Saved entries
PR #1149, opened 2023-04-30
Fixed bugs due to behaviour change in torch.nn.Module.zero_grad() and torch.Tensor.item() in torch 2.0

Mystic-Slice:
## Description

This PR fixes the following errors in the tests.
**1. `AttributeError: 'NoneType' object has no attribute 'data'`**
Due to a change in default behaviour of `torch.nn.Module.zero_grad()` as stated in the "Backwards Incompatible Changes" in the [2.0 release](https://github.com/pytorch/pytorch/releases/tag/v2.0.0)

**Solution:** Set `set_to_none` to `False` explicitly to preserve previous heat behaviour. 
Can also be modified to follow Pytorch and set the grads to `None` by default to reduce peak memory usage. But it would be a breaking change.

**2. `RuntimeError: a Tensor with * elements cannot be converted to Scalar`**
It is expected to raise a `ValueError`. But, it raises a `RuntimeError`. This change is not mentioned anywhere in the release notes. Even in the torch [source code](https://github.com/pytorch/pytorch/blob/6c934a89a725fd5d171b52a37cbc58e198edf4d6/torch/_refs/__init__.py#L1857), it seems to raise a `ValueError`. 

**Solution:** Changing heat tests and `DNDarray` code to expect a `RuntimeError` fixes the failing tests. But I can't explain why.

**P.S.** The first commit("Support latest PyTorch release") in this PR is not intentional. I can't seem to get rid of it either.
## Type of change

Bug fix

## Due Diligence

yes / no

### DIFF
--- a/heat/core/dndarray.py
+++ b/heat/core/dndarray.py
@@ -1484,7 +1484,7 @@ class DNDarray:
         for c, k in enumerate(key):
             try:
                 key[c] = k.item()
-            except (AttributeError, ValueError):
+            except (AttributeError, RuntimeError):
                 pass
 
         rank = self.comm.rank
--- a/heat/core/dndarray.py
+++ b/heat/core/dndarray.py
@@ -1484,7 +1484,7 @@ class DNDarray:
         for c, k in enumerate(key):
             try:
                 key[c] = k.item()
-            except (AttributeError, RuntimeError):
+            except (AttributeError, ValueError, RuntimeError):
                 pass
 
         rank = self.comm.rank
--- a/heat/core/tests/test_dndarray.py
+++ b/heat/core/tests/test_dndarray.py
@@ -579,7 +579,7 @@ class TestDNDarray(TestCase):
         self.assertEqual(type(x.item()), float)
 
         x = ht.zeros((1, 2))
-        with self.assertRaises(ValueError):
+        with self.assertRaises(RuntimeError):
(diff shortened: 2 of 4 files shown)


ClaudiaComito (approved):
Wonderful, thank you so much @Mystic-Slice ! I changed the base branch to the torch 2.0 PR #1134

ClaudiaComito:
>
> **2. `RuntimeError: a Tensor with * elements cannot be converted to Scalar`** It is expected to raise a `ValueError`. But, it raises a `RuntimeError`. This change is not mentioned anywhere in the release notes. Even in the torch [source code](https://github.com/pytorch/pytorch/blob/6c934a89a725fd5d171b52a37cbc58e198edf4d6/torch/_refs/__init__.py#L1857), it seems to raise a `ValueError`.
> 
> **Solution:** Changing heat tests and `DNDarray` code to expect a `RuntimeError` fixes the failing tests. But I can't explain why.

The exception is caught and handled by heat if the torch operation returns the specified errors. The tests too expect a specific exception. Your solution is fine, as far as I can tell.


> 
> **P.S.** The first commit("Support latest PyTorch release") in this PR is not intentional. I can't seem to get rid of it either.

It probably comes from the base branch, don't worry about it. 

Thanks again for these fixes, I'll merge them now.

Issue #694, opened 2020-11-11
Allow the HIP backend


Markus-Goetz:
**Feature functionality**
Since torch 1.7 other backends than CPU and CUDA are supported. Among them is the HIP, aka AMD's CUDA, backend. HeAT should be able to use it. Moreover, when using the 'gpu' device in HeAT, the framework should automatically determine whether CUDA or HIP is meant.

**Additional context**
Requires torch 1.7

PR #1152, opened 2023-05-17
support amd HIP

mtar:
## Description

This Pull Request skips some tests such that it can be run on AMD GPU. Additionally branches starting with 'support/' are tested on push events.

Issue/s resolved: #694

## Changes proposed:
- skip tests using special cuda libraries
- push trigger event on support branch

## Type of change
- testing

## Due Diligence
- [ ] Title of PR is suitable for corresponding CHANGELOG entry

yes / no

### DIFF
--- a/.github/workflows/CIBase.yml
+++ b/.github/workflows/CIBase.yml
@@ -16,6 +16,6 @@ jobs:
          curl -s -X POST \
            --fail \
            -F token=${{ secrets.CB_PIPELINE }} \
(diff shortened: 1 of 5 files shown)


ClaudiaComito (approved):
Thanks a lot @mtar ! Can you create an issue with the HIP QR error message, so we can follow up on it?

ClaudiaComito (approved):

ClaudiaComito (approved):

ClaudiaComito (approved):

== PROBLEM DETAILS ==
What is needed is an exact transcription of every entry above.

== WRITTEN ANSWER ==
PR #1149, opened 2023-04-30
Fixed bugs due to behaviour change in torch.nn.Module.zero_grad() and torch.Tensor.item() in torch 2.0

Mystic-Slice:
## Description

This PR fixes the following errors in the tests.
**1. `AttributeError: 'NoneType' object has no attribute 'data'`**
Due to a change in default behaviour of `torch.nn.Module.zero_grad()` as stated in the "Backwards Incompatible Changes" in the [2.0 release](https://github.com/pytorch/pytorch/releases/tag/v2.0.0)

**Solution:** Set `set_to_none` to `False` explicitly to preserve previous heat behaviour. 
Can also be modified to follow Pytorch and set the grads to `None` by default to reduce peak memory usage. But it would be a breaking change.

**2. `RuntimeError: a Tensor with * elements cannot be converted to Scalar`**
It is expected to raise a `ValueError`. But, it raises a `RuntimeError`. This change is not mentioned anywhere in the release notes. Even in the torch [source code](https://github.com/pytorch/pytorch/blob/6c934a89a725fd5d171b52a37cbc58e198edf4d6/torch/_refs/__init__.py#L1857), it seems to raise a `ValueError`. 

**Solution:** Changing heat tests and `DNDarray` code to expect a `RuntimeError` fixes the failing tests. But I can't explain why.

**P.S.** The first commit("Support latest PyTorch release") in this PR is not intentional. I can't seem to get rid of it either.
## Type of change

Bug fix

## Due Diligence

yes / no

### DIFF
--- a/heat/core/dndarray.py
+++ b/heat/core/dndarray.py
@@ -1484,7 +1484,7 @@ class DNDarray:
         for c, k in enumerate(key):
             try:
                 key[c] = k.item()
-            except (AttributeError, ValueError):
+            except (AttributeError, RuntimeError):
                 pass
 
         rank = self.comm.rank
--- a/heat/core/dndarray.py
+++ b/heat/core/dndarray.py
@@ -1484,7 +1484,7 @@ class DNDarray:
         for c, k in enumerate(key):
             try:
                 key[c] = k.item()
-            except (AttributeError, RuntimeError):
+            except (AttributeError, ValueError, RuntimeError):
                 pass
 
         rank = self.comm.rank
--- a/heat/core/tests/test_dndarray.py
+++ b/heat/core/tests/test_dndarray.py
@@ -579,7 +579,7 @@ class TestDNDarray(TestCase):
         self.assertEqual(type(x.item()), float)
 
         x = ht.zeros((1, 2))
-        with self.assertRaises(ValueError):
+        with self.assertRaises(RuntimeError):
(diff shortened: 2 of 4 files shown)


ClaudiaComito (approved):
Wonderful, thank you so much @Mystic-Slice ! I changed the base branch to the torch 2.0 PR #1134

ClaudiaComito:
>
> **2. `RuntimeError: a Tensor with * elements cannot be converted to Scalar`** It is expected to raise a `ValueError`. But, it raises a `RuntimeError`. This change is not mentioned anywhere in the release notes. Even in the torch [source code](https://github.com/pytorch/pytorch/blob/6c934a89a725fd5d171b52a37cbc58e198edf4d6/torch/_refs/__init__.py#L1857), it seems to raise a `ValueError`.
> 
> **Solution:** Changing heat tests and `DNDarray` code to expect a `RuntimeError` fixes the failing tests. But I can't explain why.

The exception is caught and handled by heat if the torch operation returns the specified errors. The tests too expect a specific exception. Your solution is fine, as far as I can tell.


> 
> **P.S.** The first commit("Support latest PyTorch release") in this PR is not intentional. I can't seem to get rid of it either.

It probably comes from the base branch, don't worry about it. 

Thanks again for these fixes, I'll merge them now.

Issue #694, opened 2020-11-11
Allow the HIP backend


Markus-Goetz:
**Feature functionality**
Since torch 1.7 other backends than CPU and CUDA are supported. Among them is the HIP, aka AMD's CUDA, backend. HeAT should be able to use it. Moreover, when using the 'gpu' device in HeAT, the framework should automatically determine whether CUDA or HIP is meant.

**Additional context**
Requires torch 1.7

PR #1152, opened 2023-05-17
support amd HIP

mtar:
## Description

This Pull Request skips some tests such that it can be run on AMD GPU. Additionally branches starting with 'support/' are tested on push events.

Issue/s resolved: #694

## Changes proposed:
- skip tests using special cuda libraries
- push trigger event on support branch

## Type of change
- testing

## Due Diligence
- [ ] Title of PR is suitable for corresponding CHANGELOG entry

yes / no

### DIFF
--- a/.github/workflows/CIBase.yml
+++ b/.github/workflows/CIBase.yml
@@ -16,6 +16,6 @@ jobs:
          curl -s -X POST \
            --fail \
            -F token=${{ secrets.CB_PIPELINE }} \
(diff shortened: 1 of 5 files shown)


ClaudiaComito (approved):
Thanks a lot @mtar ! Can you create an issue with the HIP QR error message, so we can follow up on it?

ClaudiaComito (approved):

ClaudiaComito (approved):

ClaudiaComito (approved):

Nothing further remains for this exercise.